YOUR INSTRUCTIONS:
Return each line of the data below unchanged, please.
==============================
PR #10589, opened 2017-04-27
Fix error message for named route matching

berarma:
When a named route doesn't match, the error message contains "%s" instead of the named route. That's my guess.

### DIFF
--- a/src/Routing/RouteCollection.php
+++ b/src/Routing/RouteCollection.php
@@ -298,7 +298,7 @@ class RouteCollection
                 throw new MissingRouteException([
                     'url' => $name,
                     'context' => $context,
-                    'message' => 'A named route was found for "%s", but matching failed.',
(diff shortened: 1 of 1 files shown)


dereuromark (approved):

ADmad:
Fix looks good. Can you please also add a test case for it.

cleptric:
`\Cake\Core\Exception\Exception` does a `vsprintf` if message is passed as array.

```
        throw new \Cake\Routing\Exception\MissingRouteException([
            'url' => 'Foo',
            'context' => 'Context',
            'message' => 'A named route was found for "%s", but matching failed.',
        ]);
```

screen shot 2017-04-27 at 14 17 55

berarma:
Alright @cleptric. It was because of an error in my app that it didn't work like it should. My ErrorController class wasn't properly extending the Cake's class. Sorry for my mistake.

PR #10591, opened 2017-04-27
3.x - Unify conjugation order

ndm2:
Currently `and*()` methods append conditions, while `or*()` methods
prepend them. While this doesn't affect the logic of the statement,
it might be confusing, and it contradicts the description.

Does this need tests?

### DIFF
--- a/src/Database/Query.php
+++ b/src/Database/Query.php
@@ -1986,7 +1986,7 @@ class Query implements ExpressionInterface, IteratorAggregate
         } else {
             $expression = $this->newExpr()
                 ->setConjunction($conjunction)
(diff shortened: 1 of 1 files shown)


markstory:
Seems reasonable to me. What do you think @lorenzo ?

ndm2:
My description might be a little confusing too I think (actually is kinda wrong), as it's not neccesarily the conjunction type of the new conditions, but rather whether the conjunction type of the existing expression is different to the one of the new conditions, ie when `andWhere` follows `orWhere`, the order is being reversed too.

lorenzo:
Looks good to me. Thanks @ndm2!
==============================
EXERCISE RESPONSE:
PR #10589, opened 2017-04-27
Fix error message for named route matching

berarma:
When a named route doesn't match, the error message contains "%s" instead of the named route. That's my guess.

### DIFF
--- a/src/Routing/RouteCollection.php
+++ b/src/Routing/RouteCollection.php
@@ -298,7 +298,7 @@ class RouteCollection
                 throw new MissingRouteException([
                     'url' => $name,
                     'context' => $context,
-                    'message' => 'A named route was found for "%s", but matching failed.',
(diff shortened: 1 of 1 files shown)


dereuromark (approved):

ADmad:
Fix looks good. Can you please also add a test case for it.

cleptric:
`\Cake\Core\Exception\Exception` does a `vsprintf` if message is passed as array.

```
        throw new \Cake\Routing\Exception\MissingRouteException([
            'url' => 'Foo',
            'context' => 'Context',
            'message' => 'A named route was found for "%s", but matching failed.',
        ]);
```

screen shot 2017-04-27 at 14 17 55

berarma:
Alright @cleptric. It was because of an error in my app that it didn't work like it should. My ErrorController class wasn't properly extending the Cake's class. Sorry for my mistake.

PR #10591, opened 2017-04-27
3.x - Unify conjugation order

ndm2:
Currently `and*()` methods append conditions, while `or*()` methods
prepend them. While this doesn't affect the logic of the statement,
it might be confusing, and it contradicts the description.

Does this need tests?

### DIFF
--- a/src/Database/Query.php
+++ b/src/Database/Query.php
@@ -1986,7 +1986,7 @@ class Query implements ExpressionInterface, IteratorAggregate
         } else {
             $expression = $this->newExpr()
                 ->setConjunction($conjunction)
(diff shortened: 1 of 1 files shown)


markstory:
Seems reasonable to me. What do you think @lorenzo ?

ndm2:
My description might be a little confusing too I think (actually is kinda wrong), as it's not neccesarily the conjunction type of the new conditions, but rather whether the conjunction type of the existing expression is different to the one of the new conditions, ie when `andWhere` follows `orWhere`, the order is being reversed too.

lorenzo:
Looks good to me. Thanks @ndm2!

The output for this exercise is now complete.